3. Sick leave cannot be accumulated beyond 720 hours. After the accumulation of 720 hours,
a payback of one -third of the amount over 720 hours will be made annually on or about
February 1.
4. On retirement or upon death before retirement, a payback of one -third of the amount over 240
hours will be made. If the employee resigns or is dismissed, the above payment shall not be
made.
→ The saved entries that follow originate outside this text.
PR #549, opened 2025-02-10
DGS-19675 Add config for using forward request customizer

kcorman0:
Add config option to use forwardRequestCustomizer. This will be used in IP filtering for SR as we have to propagate IP address when followers forward requests to leaders.


core/src/main/java/io/confluent/rest/RestConfig.java
```diff
@@ -540,6 +540,13 @@ public class RestConfig extends AbstractConfig {
       "Maximum buffer size for jetty request headers in bytes";
   protected static final int MAX_REQUEST_HEADER_SIZE_DEFAULT = 8192;
 
+  protected static final String NETWORK_FORWARDED_REQUEST_ENABLE_CONFIG =
+          "network.forwarded.request.enable";
```
akhileshm1, line 544:
```suggestion
          "network.forwarded.request.customizer.enable";
```

core/src/main/java/io/confluent/rest/RestConfig.java
```diff
@@ -540,6 +540,13 @@ public class RestConfig extends AbstractConfig {
...
+  protected static final String NETWORK_FORWARDED_REQUEST_ENABLE_DOC =
+          "If true, forwarded requests will propagate the original IP address "
```
akhileshm1, line 546: nit: this is more about setting the remoteAddr correctly based on the request headers.

akhileshm1 (commented):
what about tests?

akhileshm1 (approved):

silvanli-confluent (approved):
LGTM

In case of death during employment, the unused sick leave will be paid to his /her estate
on the same ratio as above.
S. Requests for sick leave consideration in case of other emergency situations may be brought to
the Director.
6. A maximum of five days sick leave may be allowed when necessary in the case of death in the
immediate family.
7. If an employee becomes ill and must stay home from work, he /she shall notify their Director,
Manager or Supervisor before their work day begins.
8. If an employee becomes ill during his /her regular workday, they shall notify their Director,
Manager or Supervisor that it is necessary to leave due to illness.
9. Employees may be required to submit a medical certificate for any sick leave, at the discretion
of the Director, Manager or Supervisor.
10. The use or claim of sick leave for a purpose not authorized may be cause for disciplinary action.
11. For the purpose of accumulating additional vacation or sick leave, an employee using earned
vacation or sick leave is considered to be in a paid or working status.
12. Employees that are injured while engaged in after hours' employment of others or while self
employed, shall not be covered under the Utility's Sick Leave Policy, or Worker's Compensation
benefits.
13. An employee who is determined to be eligible for workers compensation benefits during
absence from duty will receive such benefits pursuant to Section entitled "Worker's
Compensation" in Exempt Employee Handbook.
14. The Employer shall comply with the Family and Medical Leave Act, the Minnesota Parental
Leave Act and the Americans with Disabilities Act.